- Genre: Thriller, Crime
- Written by: Amlan Majumder
- Screenplay by: Amlan Majumder
- Directed by: Rajdeep Ghosh
- Starring: Sohini Guha Roy, Shantilal Mukherjee, Amlan Majumder, Indrasish Roy, Samiul Alam, Sandy Rong, Moumita Dutta
- Music by: Pranjal Das
- Country of origin: India
- Original language: Bengali
- No. of seasons: 1
- No. of episodes: 5

Production
- Cinematography: Shubhajit Roy

Original release
- Release: 21 February 2025

= @Followers =

Indian Bengali language crime and thriller web series

@Followers is a 2025 Indian Bengali language crime and thriller web series directed by Rajdeep Ghosh. Amlan Majumder is the producer and writer.

The series starring Sohini Guha Roy, Shantilal Mukherjee, Amlan Majumder, Indrasish Roy, Samiul Alam, Sandy Rong, and Moumita Dutta.

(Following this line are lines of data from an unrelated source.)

PR #27212, opened 2022-06-03
allow terminating pods to be ready=false

deads2k:
https://github.com/openshift/kubernetes/pull/1281 subdivides the probe error into those that fail before a pod is delete and those that fail after a pod is deleted.

### DIFF
--- a/pkg/synthetictests/duplicated_events.go
+++ b/pkg/synthetictests/duplicated_events.go
@@ -92,12 +92,16 @@ var allowedRepeatedEventPatterns = []*regexp.Regexp{
 	// kube-apiserver guard probe failing due to kube-apiserver operands getting rolled out
 	// multiple times during the bootstrapping phase of a cluster installation
 	regexp.MustCompile("ns/openshift-kube-apiserver pod/kube-apiserver-guard.*ProbeError Readiness probe error"),
-	regexp.MustCompile("ns/openshift-kube-apiserver pod/kube-apiserver-guard.*Unhealthy Readiness probe failed"),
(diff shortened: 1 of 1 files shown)


pkg/synthetictests/duplicated_events.go
```diff
@@ -92,12 +92,16 @@ var allowedRepeatedEventPatterns = []*regexp.Regexp{
...
 	// multiple times during the bootstrapping phase of a cluster installation
 	regexp.MustCompile("ns/openshift-kube-apiserver pod/kube-apiserver-guard.*ProbeError Readiness probe error"),
-	regexp.MustCompile("ns/openshift-kube-apiserver pod/kube-apiserver-guard.*Unhealthy Readiness probe failed"),
 	// the same thing happens for kube-controller-manager and kube-scheduler
 	regexp.MustCompile("ns/openshift-kube-controller-manager pod/kube-controller-manager-guard.*ProbeError Readiness probe error"),
-	regexp.MustCompile("ns/openshift-kube-controller-manager pod/kube-controller-manager-guard.*Unhealthy Readiness probe failed"),
 	regexp.MustCompile("ns/openshift-kube-scheduler pod/kube-scheduler-guard.*ProbeError Readiness probe error"),
-	regexp.MustCompile("ns/openshift-kube-scheduler pod/kube-scheduler-guard.*Unhealthy Readiness probe failed"),
+
+	// this is the less specific even sent by the kubelet when a probe was executed successfully but returned false
```
martinkennelly, line 99: even -> event

PR #27214, opened 2022-06-03
[WIP] Add test cases to evaluate BestMatching

neisw:
Added test scenarios to validate best matches when disruption data is not present for specified jobtype


vrutkovs:
e2e-aws-single-node-upgrade seems to have matched the new test case, so LGTM

PR #27216, opened 2022-06-06
Bug 2085997: explicit timeout for the etcd scaling test

p0lyn0mial:
on `libvirt` the `etcd is able to vertically scale up and down with a single node` test seems to be interrupted after 15 minutes even though the global timeout for the suite is set (https://github.com/openshift/origin/blob/master/cmd/openshift-tests/e2e.go#L124). This PR sets the timeout explicitly for the test just in case something gets in the way and overwrites the global timeout for the suite.

for example:
https://prow.ci.openshift.org/view/gs/origin-ci-test/logs/periodic-ci-openshift-multiarch-master-nightly-4.11-ocp-e2e-serial-remote-libvirt-ppc64le/1533524212742885376


soltysh (approved):
/lgtm
/approve

PR #27488, opened 2022-10-21
Add a test suite suffix to the alert test name

deads2k:
This seems unnecessary at first, but some tools like spyglass don't
properly indicate the testsuite name.  While the best fix is to address
all of those components, we have not proven good at doing that.  We can
make significant progress by providing unique names for the alert
failures to prevent false "flakes" and properly present failures on the
UI and on ci-search.

/assign @dgoodwin


pkg/synthetictests/alerts.go
```diff
@@ -22,7 +25,7 @@ func testAlerts(events monitorapi.Intervals, restConfig *rest.Config, duration t
 		junit, err := alertTest.InvariantCheck(context.TODO(), restConfig, events, *recordedResource)
 		if err != nil {
 			ret = append(ret, &junitapi.JUnitTestCase{
-				Name: alertTest.InvariantTestName(),
+				Name: alertTest.InvariantTestName() + " for suite/" + testSuite,
```
dgoodwin, line 28: I'm a bit hesitant to nullify all our past test results for these, and it's arguably setting precedent that this should be done for all tests globally.

Where was the false flake happening in our stack? 

I did open a patch upstream to show the suite name in prow but they didn't want to enable it globally and instead asked for a config option.

deads2k: > I did open a patch upstream to show the suite name in prow but they didn't want to enable it globally and instead asked for a config option.

Did the config option get set in our prow?

dgoodwin: It did not get implemented, I did not find space to figure out how to add and test prow config options.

Cinematography is done by Shubhajit Roy and music is composed by Pranjal Das.

== Cast ==
- Sohini Guha Roy
- Shantilal Mukherjee
- Amlan Majumder
- Indrasish Roy
- Samiul Alam
- Sandy Rong
- Moumita Dutta
- Koyel Dhar
- Sayantani Majumder
- Santanu Ghosh
- Nandadulal Tripathi

== Episodes ==

| No. | Title | Directed by | Original release date |
| 1 | "Khela Shuru" | Rajdeep Ghosh | 21 February 2025 |
Hiya immerses herself in a new game that utilizes social media as a tool. However, what is the nature of the game?
| 2 | "Mrityu Na Hotya?" | Rajdeep Ghosh | 21 February 2025 |
Only one question arises following Hiya's tragic demise in this perilous realm of social media. Is it a natural death or homicide?
| 3 | "Antardwanda" | Rajdeep Ghosh | 21 February 2025 |
What weapon would Inspector Anukul Barman select to advance the case? Is it social media or his cognition?
| 4 | "Sutro" | Rajdeep Ghosh | 21 February 2025 |
A deeply disturbed individual receives a clue that links to his cognition and social media.
| 5 | "Khela Sesh" | Rajdeep Ghosh | 21 February 2025 |
Investigation concluded. Who will prevail in the game now? Inspector Anukul Barman or the perpetrator?